Text: http://hraunfoss.fcc.gov/edocs_public/attachmatch/FCC-06-172A1.txt
Word DOC: http://hraunfoss.fcc.gov/edocs_public/attachmatch/FCC-06-172A1.doc
PDF: http://hraunfoss.fcc.gov/edocs_public/attachmatch/FCC-06-172A1.pdf


----------



## James Long (Apr 17, 2003)

BTW: This ruling does not mean RFD-TV must be removed from the satellite lineups only that it will not count toward the PI requirements until they modify their content.

Whether the minimum rent that a PI is required to pay is enough to satisfy a satellite provider who is not getting credit for carrying a PI along with the payment is the question. Als if RFD-TV does not regain PI status satellite companies need to find a new PI.

The good news for E* is that by renting a transponder to NPS they have reduced their system capacity at 119° and likely no longer need as many PIs at that location and on their system. So they won't have to replace RFD-TV.


----------



## psnarula (Aug 13, 2005)

so what makes a channel eligible to be a public interest channel? i'm confident that BYUTV would refuse to air some of the programming on FSTV and vice versa. so what makes these channels public interest?


----------



## James Long (Apr 17, 2003)

Read the FCC's statement for a definition.

It looks like it was the money changing hands for exclusive airtime that tripped the flag. Similar programming was refused while an "exclusive" was granted to a major supporter of the channel.


----------



## dave1234 (Oct 9, 2005)

I think the commercial nature of some programs is the issue, not religious content. I enjoy many RFD-TV programs, but some are just 30-60 minute infomercials. Those I just tune out. As much as I like RFD-TV(especially the classic tractor shows) I don't disagree with the FCC's ruling.


----------



## FTA Michael (Jul 21, 2002)

jonsnow said:


> Hey FCC, there is something called freedom of religion and speech in some paper called the constitution. Welcome to the Soviet United States.


  This is about the Public Interest channel slots that were set aside to ensure :sure: that some of the DBS spectrum would be used to educate the public in a non-commercial manner. RFD-TV had qualified as a non-profit educational channel, but this ruling said that its programming was getting way too commercial.

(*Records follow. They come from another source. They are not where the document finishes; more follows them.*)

PR #633, opened 2024-04-17
Remove nil error from being printed in "persist metadata" error message

malancas:
When go-tuf is unable to persist the TUF metadata, I receive the error "failed to persist metadata: %!w(\<nil\>)". Because the code already checks if the error is not nil and returns it if not on [line 651](https://github.com/theupdateframework/go-tuf/blob/b2e024ad4752cc0c4a4e376460b21deb79e40ded/metadata/updater/updater.go#L651), the "failed to persist" error message will always try to print a nil error.

### DIFF
--- a/metadata/updater/updater.go
+++ b/metadata/updater/updater.go
@@ -652,7 +652,7 @@ func (update *Updater) persistMetadata(roleName string, data []byte) error {
 		return err
 	}
 	if string(read) != string(data) {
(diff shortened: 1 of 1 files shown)


MDr164 (approved):
I'm currently preparing a really big PR that takes care of error checking in general to avoid things like this from happening but good thing you spotted this one here early.

PR #635, opened 2024-05-03
feat: add missing CODEOWNERS and MAINTAINERS file

MDr164:


trishankatdatadog (approved):

MAINTAINERS
```diff
@@ -0,0 +1,11 @@
+# Maintainers should review changes promptly.
+# Github will auto-assign the below maintainers to a pull request.
+
+"**":
+    - rdimitrov
+    - kommendorkapten
+    - mnm678
+    - znewman01
```
kommendorkapten, line 8: I think @znewman01 left as a maintainer?

trishankatdatadog: Good point. Zack should say something if that is not the case, but he is still also in the @theupdateframework/go-tuf-maintainers list.

MDr164: Right, I just copied who was in the maintainers list in the org. If that info was outdated we should booth change it there and in this file.

kommendorkapten: Yeah that makes sense, we should use that list as authoritative.

PR #636, opened 2024-05-21
Update MAINTAINERS

trishankatdatadog:


MDr164 (approved):

MDr164:
Good to see the autoassign works, thanks Trishank for taking care of the update!

trishankatdatadog:
@JustinCappos can you give @theupdateframework/go-tuf-maintainers admin access to the team itself?

MDr164 (approved):

trishankatdatadog:
> Good to see the autoassign works, thanks Trishank for taking care of the update!

Sorry, last change, I swear

trishankatdatadog:
> Githubs CI also seems to be down so technically we should also wait for that to pass even though none of the checks except DCO are mandatory.

There's also that too much bold heading in the Markdown, but I'll let someone else fix that now if they like...

mnm678 (approved):

MDr164 (approved):
I'm fine with the markdown as is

There's nothing about religion or free speech in this ruling. If RFD-TV wants to broadcast as a commercial channel, it's welcome to do so, but then it won't satisfy the requirement to carry a certain number of educational, non-commercial networks.


----------



## tampa8 (Mar 30, 2002)

FTA Michael said:


> This is about the Public Interest channel slots that were set aside to ensure :sure: that some of the DBS spectrum would be used to educate the public in a non-commercial manner. RFD-TV had qualified as a non-profit educational channel, but this ruling said that its programming was getting way too commercial.
> 
> There's nothing about religion or free speech in this ruling. If RFD-TV wants to broadcast as a commercial channel, it's welcome to do so, but then it won't satisfy the requirement to carry a certain number of educational, non-commercial networks.


As much as I like RFD, you are correct. If it does not meet being a Public Interest channel,then it would not be fair to consider it one and get the carriage it does.


----------



## DJ Lon (Nov 3, 2005)

What do I have to do to get the free PI Pack mentioned on the Dish channel chart? Dish's web site doesn't even mention its availability. With my current equipment I guessing it would be simple to do...bring out second dish, plug it into Dish 500, point it at 61 or 148 (not sure which for AZ), run check switch and voila--5 extra PI channels.


----------



## James Long (Apr 17, 2003)

Xandir said:


> What do I have to do to get the free PI Pack mentioned on the Dish channel chart? Dish's web site doesn't even mention its availability. With my current equipment I guessing it would be simple to do...bring out second dish, plug it into Dish 500, point it at 61 or 148 (not sure which for AZ), run check switch and voila--5 extra PI channels.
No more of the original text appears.